Young Jacob Boozer III (born November 23, 1948) is an American politician who served as the 39th State Treasurer of Alabama from 2011 to 2019 and is serving as the 41st Treasurer having been re-elected to a third term on November 8, 2022.  He was elected to his first four-year term in 2010 and was unopposed and reelected to a second term in 2014. In his role as Treasurer, Boozer also serves on a multitude of State boards and authorities bringing investment, finance and business expertise to those entities to maximize the State of Alabama’s financial resources.  

Boozer is a member of the National Association of State Treasurers (NAST) currently serving as Chair of the Banking and Cash Management Committee.   He also serves on the Governance Committee of NAST affiliate, CSPN (College Savings Plans Network).  In 2019 Boozer received the Lucille Maurer Award given to a former treasurer for outstanding service to NAST.

Early Life 
Boozer was born in Birmingham and raised in Tuscaloosa. He became an Eagle Scout in 1962. He earned a bachelor's degree in economics in 1971 from Stanford University and a master's degree in finance from the Wharton School at the University of Pennsylvania in 1973.

Boozer was named after his father, who first made the name Young Boozer famous as a football star for the University of Alabama. Young Jacob Boozer, Jr. is a member of the Alabama Sports Hall of Fame and the Alabama Business Hall of Fame. His father was named after his father, the mayor of Samson, Alabama from 1916 to 1919.[]citation

Career 
Prior to serving in public office, Boozer spent 35 years in banking, finance and investments which took him from Citibank in New York and Crocker National Bank in Los Angeles, to Coral Petroleum in Houston and Colonial Bank in Montgomery. From 2003 to 2017, Boozer was an owner in the Montgomery Biscuits minor league baseball affiliate of the Tampa Bay Rays.

After retiring from banking in 2007, Boozer began his public service career as Deputy State Finance Director for Alabama Governor Bob Riley. During his tenure in the Alabama Department of Finance, he played a key role in saving millions of taxpayer dollars through the restructuring of state bond debt and derivatives[citation]. Boozer left the Riley administration in early 2010 to run for State Treasurer in his first race for elected office. 
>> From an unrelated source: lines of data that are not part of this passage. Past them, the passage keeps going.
PR #826, opened 2024-09-05
Improve performance under batch operations

scohen:
This commit seeks to improve the performance under batch operations by holding off compilations until after a period of quiescence. Prior, we were building every 100 or so milliseconds, but this would cause builds to happen during batch operations.

Instead, this PR dramatically simplifies the build process to utilize timeouts to detect a quiet period after which builds can commence.

I also found a missed case while transforming diagnostics into elixir that caused crashes that took down the project node. I was unaware that the uri of a diagnostic can be nil (how?!?).

Prior to this PR, mass renames would never finish in emacs, and now they can.

### DIFF
--- a/apps/remote_control/lib/lexical/remote_control/build/state.ex
+++ b/apps/remote_control/lib/lexical/remote_control/build/state.ex
@@ -24,23 +24,20 @@ defmodule Lexical.RemoteControl.Build.State do
   end
 
   def on_timeout(%__MODULE__{} = state) do
-    case state.project_compile do
-      :none -> :ok
-      :force -> compile_project(state, true)
-      :normal -> compile_project(state, false)
-    end
-
     new_state =
-      state.uri_to_document
-      |> Map.values()
-      |> Enum.reduce(
-        state,
-        fn document, state ->
-          new_state = increment_build_number(state)
-          compile_file(new_state, document)
-          new_state
-        end
-      )
+      case state.project_compile do
+        :none -> state
+        :force -> compile_project(state, true)
+        :normal -> compile_project(state, false)
+      end
+
+    # We need to compile the individual documents even after the project is
+    # compiled because they might have unsaved changes, and we want that state
+    # to be the latest state of the project.
+    new_state =
+      Enum.reduce(new_state.uri_to_document, state, fn {_uri, document}, state ->
+        compile_file(state, document)
+      end)
 
     %__MODULE__{new_state | uri_to_document: %{}, project_compile: :none}
   end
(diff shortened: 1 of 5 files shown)


apps/remote_control/lib/lexical/remote_control/build/state.ex
```diff
@@ -14,33 +14,54 @@ defmodule Lexical.RemoteControl.Build.State do
...
+  def on_timeout(%__MODULE__{} = state) do
+    case state.project_compile do
+      :none -> :ok
+      :force -> compile_project(state, true)
+      :normal -> compile_project(state, false)
+    end
+
+    new_state =
+      state.uri_to_document
+      |> Map.values()
```
zachallaun, line 35: Optional: can get rid of this and just do `Enum.reduce(state.uri_to_document, fn {_uri, document}, state -> ... end)`

apps/remote_control/lib/lexical/remote_control/build/state.ex
```diff
@@ -14,33 +14,54 @@ defmodule Lexical.RemoteControl.Build.State do
...
-            {new_state, [uri | compiled_uris]}
-          else
-            {state, compiled_uris}
-          end
-      end)
+  def on_timeout(%__MODULE__{} = state) do
+    case state.project_compile do
+      :none -> :ok
+      :force -> compile_project(state, true)
+      :normal -> compile_project(state, false)
```
zachallaun, line 30: Do we need to increment the build number when we compile the project? If so, I wonder if compile_project and compile_file should do it internally and return the state.

apps/remote_control/lib/lexical/remote_control/build/state.ex
```diff
@@ -14,33 +14,54 @@ defmodule Lexical.RemoteControl.Build.State do
...
+    if force? do
+      %__MODULE__{state | project_compile: :force}
+    else
+      %__MODULE__{state | project_compile: :normal}
+    end
+  end
+
   def compile_scheduled?(%__MODULE__{} = state, uri) do
-    Map.has_key?(state.uri_to_source_and_edit_time, uri)
+    Map.has_key?(state.uri_to_document, uri)
```
zachallaun, line 64: I'm not sure where `compile_scheduled?` is used, but should this be either the uri is scheduled or :project_compile is not :none?

apps/remote_control/lib/lexical/remote_control/build/state.ex
scohen: yes, we do, it's how we keep diagnostics in sync.

apps/remote_control/lib/lexical/remote_control/build/state.ex
scohen: seems like it's only used for testing. I can remove.

zachallaun (approved):
Looks good to me after changes 👍

PR #828, opened 2024-09-18
Enable ets compression on OTP 27.1

dvic:
https://github.com/erlang/otp/issues/8682#issuecomment-2359163692

I can confirm also in our projects that it's fixed now.


scohen (approved):

scohen:
@dvic The tests were failing due to dialyzer, which had nothing to do with you, Closing this in favor of #836, which is the same PR as this. Thank you, and I'm sorry it took me so long to merge.

PR #839, opened 2024-11-20
Show syntax macro completions when `Kernel.` is prefixed to the cursor.

### LINKED ISSUE #832: LSP is not suggesting some Kernel operators
Screenshot 2024-10-11 at 2 28 02 PM
Screenshot 2024-10-11 at 2 28 09 PM

It looks like it only sees two operators with `=`?

Moosieus:
Closes #832.

This solution is imperfect because it requires the prefix to end exactly with `Kernel.`

However it works in most cases because:
* Completions are usually requested at the point of `Kernel.|`
* Completions are cached by clients for the next few characters.

In the exceptional rare case where a user copy/pastes something like `Kernel.=|` and requests a completion, these won't show. Not a perfectly correct solution, but our handling of syntax macros is already a matter of taste, so ¯\\\_(ツ)\_/¯

### DIFF
--- a/apps/common/lib/lexical/ast/env.ex
+++ b/apps/common/lib/lexical/ast/env.ex
@@ -21,7 +21,8 @@ defmodule Lexical.Ast.Env do
     :suffix,
     :position,
     :position_module,
-    :zero_based_character
+    :zero_based_character,
+    :detected_contexts
   ]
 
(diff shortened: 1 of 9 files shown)


Moosieus:
Why are there extra changes 0_0

PR #841, opened 2024-12-01
Performance oriented fixes.

scohen:
This commit fixes a number of performance related issues, and reworks formatting so it's lock-free and able to be used with format-on-save in any editor. The fixes are:

  * We only call deps.compile if the vm changes directories during compilation. This dramatically speeds up compiling erlang deps.
  * Adds a timing helper to time blocks of code
  * Precalculates contexts around the cursor. Fetching the current context was called once for every completion item. This meant that for large modules, like Enum, hundreds of context calculations were happening.
  * Reworked formatting: Jose added a couple of options to Mix.Tasks.Format.formatter_for_file that allow us to not need to be in the project context in order for formatting to work. This enables lock-free formatting which makes the amount of time formatting takes to be proportional to the length of the file. Formatting on save no longer waits on compilation, and is safe for any project

### DIFF
--- a/apps/common/lib/future/mix/tasks/format.ex
+++ b/apps/common/lib/future/mix/tasks/format.ex
@@ -1,0 +1,1047 @@
+defmodule Mix.Tasks.Future.Format do
+  use Mix.Task
+
+  @shortdoc "Formats the given files/patterns"
+
+  @moduledoc """
+  Formats the given files and patterns.
+
+      $ mix format mix.exs "lib/**/*.{ex,exs}" "test/**/*.{ex,exs}"
+
+  If any of the files is `-`, then the input is read from stdin and the output
+  is written to stdout.
+
+  ## Formatting options
+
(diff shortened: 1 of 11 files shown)


scohen:
I've been working on this branch for a couple of weeks and haven't noticed any regressions or issues. The improvements are drastic, especially on my project.
| label | main | performance |
|--------|--------|--------|
| project compilation | 27s | 1.8s |
| completion of `Enum.` | 1.8s | < 1ms |
| formatting worst case | 4.7s | 110ms |

Notes: 
1. My project has a number of erlang deps, and each one would take 750ms to compile 
2. The improvement in formatting was eliminating waiting on the build so the project lock would become available.

Moosieus (approved):
Code checks out, and I'm continuing to use this branch without issue.

Would it make sense to change `Lexical.Debug.log_timed/3` to `debug` level instead of `info`? That's the only outstanding consideration I have.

He has been a member of and has held leadership roles in several organizations, including the Church of the Ascension in Montgomery, where he served as a member of the vestry; the Montgomery Rotary Club, of which he is a past president; the Alabama Shakespeare Festival, where he served as chair of the board of directors; and the Montgomery Academy, where he served as past board president.[citation ] He is a member of the Montgomery Committee of 100 and a member of the Class of XXIV of Leadership Alabama.[citation] Boozer has served in many capacities at his alma mater, Stanford University; he has been on the board of trustees, chairman of the alumni association, and a recipient of the Stanford Medal which honors volunteer leaders with decades of distinguished volunteer service to the university. In 2002, Boozer was recognized with the Distinguished Eagle Scout Award by the Boy Scouts of America.

Treasurer of Alabama 

Boozer’s first two terms saw many accomplishments including leading the effort to restructure and save Alabama’s Prepaid Affordable College Tuition Program (PACT) and working with the Alabama legislature to pass Amendment 856 that restructured distributions of the Alabama Trust Fund (Alabama’s sovereign wealth fund of natural gas royalties) to provide a stable source of revenue to its recipients and provide for long-term, prudent management of its assets for higher total returns.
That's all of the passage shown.